Можно было их принять за пьяных или за людей "под хмельком": они шли, пошатываясь и говоря несуразнейшие вещи, которые могли бы даже показаться забавными, если бы не было известно, что это состояние было предвестником смерти.
Действие самого сильного мороза похоже на действие самого сильного огня: руки и тело покрываются волдырями, наполненными красноватой жидкостью; эти волдыри лопаются, и мясо почти тотчас же отпадает.
Это разрушение можно себе представить, положив к огню сильно замерзшую картошку; по мере того как она начинает оттаивать, она покрывается влагой; то же происходит и с нашим телом, и все те, которые оттаивали таким образом, представляли собой высохшие скелеты, кости которых еле держались.
Несмотря на явную опасность от приближения к огню, немногие из солдат имели достаточно силы, чтобы удержаться от этого соблазна. Видели даже, как они поджигали сараи и дома, чтобы согреться, и едва только оттаивали, как падали замертво.

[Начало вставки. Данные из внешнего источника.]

PR #236, opened 2021-06-03
remove warning about pre-1.10 update

thaJeztah:
When upgrading docker from versions older than v1.10, the image store must be migrated for the content-addressable store.

Docker 1.10 was released more than 5 years ago, so people running versions older than that, probably have more urgent things to be concerned about, so removing this warning.

### DIFF
--- a/install.sh
+++ b/install.sh
@@ -221,33 +221,10 @@ check_forked() {
 	fi
 }
 
-semverParse() {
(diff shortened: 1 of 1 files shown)


thaJeztah:
@chris-crone @glours PTAL

chris-crone (approved):
LGTM and agree!

PR #240, opened 2021-07-13
Add mirror provided by Tencent

ldsink:
Add mirror provided by Tencent if mirror option is present.

usage:
> sudo ./install.sh --mirror Tencent


wizardbyron (approved):

ldsink:
@thaJeztah Could you please merge this PR?

thaJeztah (changes requested):

PR #241, opened 2021-07-17
Add support for debian bullseye and deprecate apt-key

YadominJinta:


thaJeztah:
Arf, my bad; pushed to the wrong branch; carried in https://github.com/docker/docker-install/pull/243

Подходили другие бедняки, садились на трупы своих товарищей и гибли минуту спустя. Пример товарищей не мог заставить их избежать опасности. Я видел около одного дома более 800 человек, погибших таким образом.
В других случаях они сгорали, лежа слишком близко к огню и не будучи в силах отодвинуться от приближающегося пламени; видны были наполовину обгоревшие трупы; другие, загоревшиеся ночью, походили на факелы, расставленные там и сям, чтобы освещать картину наших бедствий.
Шеф батальона гвардии Луи Жозеф Вионне де Марингоне.
Souvenirs d’un ex-commendant des grenadiers de la Vielle-garde, Vionnet de Maringoné.